__EXERCISE REQUIREMENTS__
Your answer should be every line of the records that contains the word "case".

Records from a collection
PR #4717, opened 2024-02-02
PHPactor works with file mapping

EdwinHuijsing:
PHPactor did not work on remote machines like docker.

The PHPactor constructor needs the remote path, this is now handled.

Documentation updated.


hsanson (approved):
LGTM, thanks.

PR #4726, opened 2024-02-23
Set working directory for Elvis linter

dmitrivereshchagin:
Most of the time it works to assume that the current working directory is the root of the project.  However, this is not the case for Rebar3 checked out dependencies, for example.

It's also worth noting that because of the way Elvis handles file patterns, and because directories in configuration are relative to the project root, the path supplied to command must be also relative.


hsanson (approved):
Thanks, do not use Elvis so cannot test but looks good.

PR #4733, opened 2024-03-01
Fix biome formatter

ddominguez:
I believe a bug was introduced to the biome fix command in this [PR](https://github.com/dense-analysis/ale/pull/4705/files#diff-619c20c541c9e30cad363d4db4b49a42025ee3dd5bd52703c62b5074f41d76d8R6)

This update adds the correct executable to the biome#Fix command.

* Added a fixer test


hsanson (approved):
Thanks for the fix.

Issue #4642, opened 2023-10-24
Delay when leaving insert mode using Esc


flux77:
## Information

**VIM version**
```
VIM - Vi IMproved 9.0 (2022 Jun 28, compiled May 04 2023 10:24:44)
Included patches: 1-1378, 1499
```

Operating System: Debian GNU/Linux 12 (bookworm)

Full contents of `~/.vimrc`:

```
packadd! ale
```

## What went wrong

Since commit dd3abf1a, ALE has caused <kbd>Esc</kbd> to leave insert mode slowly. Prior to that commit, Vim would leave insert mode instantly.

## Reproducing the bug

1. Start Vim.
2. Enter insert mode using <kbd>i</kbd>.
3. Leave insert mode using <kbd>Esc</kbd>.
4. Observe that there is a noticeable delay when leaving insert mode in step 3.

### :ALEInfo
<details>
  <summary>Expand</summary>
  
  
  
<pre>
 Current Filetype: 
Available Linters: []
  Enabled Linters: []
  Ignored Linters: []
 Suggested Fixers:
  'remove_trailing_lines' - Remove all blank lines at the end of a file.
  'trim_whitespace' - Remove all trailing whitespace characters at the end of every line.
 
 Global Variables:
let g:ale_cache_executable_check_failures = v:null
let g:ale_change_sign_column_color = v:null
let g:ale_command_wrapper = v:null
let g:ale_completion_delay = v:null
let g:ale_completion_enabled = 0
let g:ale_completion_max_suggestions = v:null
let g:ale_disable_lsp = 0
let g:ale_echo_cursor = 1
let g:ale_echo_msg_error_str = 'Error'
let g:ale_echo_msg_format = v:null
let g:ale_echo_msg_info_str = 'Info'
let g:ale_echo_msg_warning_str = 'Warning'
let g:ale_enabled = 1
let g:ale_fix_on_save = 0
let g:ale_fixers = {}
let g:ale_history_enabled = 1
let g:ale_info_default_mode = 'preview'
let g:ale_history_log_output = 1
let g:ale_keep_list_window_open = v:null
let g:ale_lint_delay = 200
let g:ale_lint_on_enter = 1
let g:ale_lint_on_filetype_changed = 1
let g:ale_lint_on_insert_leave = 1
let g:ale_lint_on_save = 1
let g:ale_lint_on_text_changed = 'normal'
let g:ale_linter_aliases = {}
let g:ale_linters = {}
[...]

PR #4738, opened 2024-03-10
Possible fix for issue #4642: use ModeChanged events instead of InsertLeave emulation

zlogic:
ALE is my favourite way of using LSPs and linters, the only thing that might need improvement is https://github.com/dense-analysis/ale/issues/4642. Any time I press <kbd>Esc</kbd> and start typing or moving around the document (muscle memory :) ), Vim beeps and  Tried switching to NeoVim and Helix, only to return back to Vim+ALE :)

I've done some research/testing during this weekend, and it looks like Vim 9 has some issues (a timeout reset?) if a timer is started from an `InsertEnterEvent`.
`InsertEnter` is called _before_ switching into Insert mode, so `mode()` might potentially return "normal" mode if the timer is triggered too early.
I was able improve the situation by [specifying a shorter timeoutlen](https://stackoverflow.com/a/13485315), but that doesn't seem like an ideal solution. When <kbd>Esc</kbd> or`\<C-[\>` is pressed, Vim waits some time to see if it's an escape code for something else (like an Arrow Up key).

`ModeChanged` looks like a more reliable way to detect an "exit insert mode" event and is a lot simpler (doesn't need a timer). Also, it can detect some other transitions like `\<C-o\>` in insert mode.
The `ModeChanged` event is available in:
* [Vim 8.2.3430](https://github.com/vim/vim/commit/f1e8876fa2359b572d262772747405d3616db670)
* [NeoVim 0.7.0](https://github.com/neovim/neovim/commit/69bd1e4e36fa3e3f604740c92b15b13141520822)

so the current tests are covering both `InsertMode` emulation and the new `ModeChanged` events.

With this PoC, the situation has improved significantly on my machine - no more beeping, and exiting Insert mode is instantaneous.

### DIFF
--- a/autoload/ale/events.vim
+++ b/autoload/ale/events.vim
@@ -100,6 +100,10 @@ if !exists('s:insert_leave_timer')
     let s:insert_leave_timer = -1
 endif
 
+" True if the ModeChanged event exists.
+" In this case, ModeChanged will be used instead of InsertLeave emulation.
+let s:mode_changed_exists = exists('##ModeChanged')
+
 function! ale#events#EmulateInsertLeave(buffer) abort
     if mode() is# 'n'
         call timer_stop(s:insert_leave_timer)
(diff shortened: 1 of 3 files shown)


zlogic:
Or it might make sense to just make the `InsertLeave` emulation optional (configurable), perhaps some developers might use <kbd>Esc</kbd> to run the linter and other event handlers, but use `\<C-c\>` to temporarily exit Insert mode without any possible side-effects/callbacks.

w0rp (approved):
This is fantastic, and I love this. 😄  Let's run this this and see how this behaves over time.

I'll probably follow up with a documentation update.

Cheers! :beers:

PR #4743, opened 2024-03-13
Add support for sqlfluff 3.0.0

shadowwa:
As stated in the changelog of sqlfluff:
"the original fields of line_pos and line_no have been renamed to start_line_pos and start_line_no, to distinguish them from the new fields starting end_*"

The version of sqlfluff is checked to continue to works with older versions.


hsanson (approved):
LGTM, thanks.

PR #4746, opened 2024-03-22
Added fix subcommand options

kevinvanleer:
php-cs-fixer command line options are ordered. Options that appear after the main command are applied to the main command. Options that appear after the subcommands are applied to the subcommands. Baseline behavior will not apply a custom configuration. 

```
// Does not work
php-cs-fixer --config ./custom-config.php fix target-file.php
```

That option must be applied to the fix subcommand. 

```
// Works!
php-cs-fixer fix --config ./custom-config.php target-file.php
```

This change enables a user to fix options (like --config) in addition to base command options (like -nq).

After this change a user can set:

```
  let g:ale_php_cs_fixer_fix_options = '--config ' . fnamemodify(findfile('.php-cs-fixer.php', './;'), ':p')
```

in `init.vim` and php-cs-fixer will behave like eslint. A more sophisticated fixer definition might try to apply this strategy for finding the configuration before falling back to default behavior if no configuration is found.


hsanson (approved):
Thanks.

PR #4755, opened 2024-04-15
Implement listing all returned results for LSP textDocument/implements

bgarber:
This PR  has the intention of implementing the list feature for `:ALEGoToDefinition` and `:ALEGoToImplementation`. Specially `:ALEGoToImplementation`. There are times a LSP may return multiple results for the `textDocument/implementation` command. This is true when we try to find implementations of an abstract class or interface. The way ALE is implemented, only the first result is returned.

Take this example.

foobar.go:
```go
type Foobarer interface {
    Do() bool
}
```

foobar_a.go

__YOUR SOLUTION__
Most of the time it works to assume that the current working directory is the root of the project.  However, this is not the case for Rebar3 checked out dependencies, for example.
+" In this case, ModeChanged will be used instead of InsertLeave emulation.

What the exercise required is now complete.